→ TASK BRIEF: Print every line of the listing below, starting with the line that holds "needs: changes" and going on through the line that holds "experimenting with compile", both included, and print nothing else.

→ INPUT:
━━━━
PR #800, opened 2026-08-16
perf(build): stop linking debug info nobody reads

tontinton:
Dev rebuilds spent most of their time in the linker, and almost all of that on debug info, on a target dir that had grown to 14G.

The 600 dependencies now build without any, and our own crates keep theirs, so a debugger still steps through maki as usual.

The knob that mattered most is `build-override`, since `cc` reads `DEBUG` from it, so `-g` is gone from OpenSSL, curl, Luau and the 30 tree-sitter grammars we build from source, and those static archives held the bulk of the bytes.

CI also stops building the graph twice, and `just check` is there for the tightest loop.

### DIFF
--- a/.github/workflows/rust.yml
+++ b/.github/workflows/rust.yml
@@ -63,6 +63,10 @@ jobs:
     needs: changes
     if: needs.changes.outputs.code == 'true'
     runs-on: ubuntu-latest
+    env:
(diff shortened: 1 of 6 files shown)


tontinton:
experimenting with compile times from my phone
━━━━
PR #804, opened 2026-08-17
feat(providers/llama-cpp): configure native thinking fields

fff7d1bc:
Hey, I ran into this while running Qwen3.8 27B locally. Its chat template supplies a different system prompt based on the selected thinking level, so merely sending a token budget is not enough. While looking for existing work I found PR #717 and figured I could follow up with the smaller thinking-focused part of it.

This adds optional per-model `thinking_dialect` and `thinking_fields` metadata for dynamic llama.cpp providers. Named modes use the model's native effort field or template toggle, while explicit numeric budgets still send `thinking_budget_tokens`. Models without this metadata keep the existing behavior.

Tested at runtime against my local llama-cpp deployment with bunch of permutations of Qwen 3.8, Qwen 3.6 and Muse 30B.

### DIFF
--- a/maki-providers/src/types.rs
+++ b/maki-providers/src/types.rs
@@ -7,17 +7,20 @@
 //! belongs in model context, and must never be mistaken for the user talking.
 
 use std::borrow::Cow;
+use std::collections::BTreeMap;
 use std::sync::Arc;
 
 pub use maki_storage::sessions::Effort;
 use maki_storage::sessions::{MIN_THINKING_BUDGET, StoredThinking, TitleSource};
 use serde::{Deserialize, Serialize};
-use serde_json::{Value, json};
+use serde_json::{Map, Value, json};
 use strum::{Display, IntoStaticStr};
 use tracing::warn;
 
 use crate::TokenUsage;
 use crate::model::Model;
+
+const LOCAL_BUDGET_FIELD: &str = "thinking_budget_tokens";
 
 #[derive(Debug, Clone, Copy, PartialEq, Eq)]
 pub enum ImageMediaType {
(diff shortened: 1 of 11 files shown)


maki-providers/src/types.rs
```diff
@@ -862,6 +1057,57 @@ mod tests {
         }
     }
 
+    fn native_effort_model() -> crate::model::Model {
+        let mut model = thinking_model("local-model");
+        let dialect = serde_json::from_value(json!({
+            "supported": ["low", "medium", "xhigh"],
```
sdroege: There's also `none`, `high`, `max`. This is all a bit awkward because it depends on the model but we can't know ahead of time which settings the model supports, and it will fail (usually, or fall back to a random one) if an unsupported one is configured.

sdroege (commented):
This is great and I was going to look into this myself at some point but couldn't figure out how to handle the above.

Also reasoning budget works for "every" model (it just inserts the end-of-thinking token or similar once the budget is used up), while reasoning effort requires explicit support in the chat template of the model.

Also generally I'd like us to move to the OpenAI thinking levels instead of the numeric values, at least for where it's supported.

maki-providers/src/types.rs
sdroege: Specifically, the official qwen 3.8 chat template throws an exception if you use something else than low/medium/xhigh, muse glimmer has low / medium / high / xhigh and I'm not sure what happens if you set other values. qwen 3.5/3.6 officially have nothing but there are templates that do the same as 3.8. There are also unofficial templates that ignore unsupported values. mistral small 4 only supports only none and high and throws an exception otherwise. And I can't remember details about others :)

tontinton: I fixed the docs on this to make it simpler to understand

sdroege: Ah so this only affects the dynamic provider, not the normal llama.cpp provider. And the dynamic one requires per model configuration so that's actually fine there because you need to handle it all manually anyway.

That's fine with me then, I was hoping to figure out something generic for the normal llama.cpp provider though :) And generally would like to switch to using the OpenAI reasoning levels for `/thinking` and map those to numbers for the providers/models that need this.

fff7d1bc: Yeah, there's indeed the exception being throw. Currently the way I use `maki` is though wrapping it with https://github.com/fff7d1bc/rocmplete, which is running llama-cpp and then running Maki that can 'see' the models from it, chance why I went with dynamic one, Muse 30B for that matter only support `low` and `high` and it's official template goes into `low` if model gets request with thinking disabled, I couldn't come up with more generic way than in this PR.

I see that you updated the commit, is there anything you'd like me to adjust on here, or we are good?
━━━━
→ SOLUTION BELOW:
     needs: changes
     if: needs.changes.outputs.code == 'true'
     runs-on: ubuntu-latest
+    env:
(diff shortened: 1 of 6 files shown)


tontinton:
experimenting with compile times from my phone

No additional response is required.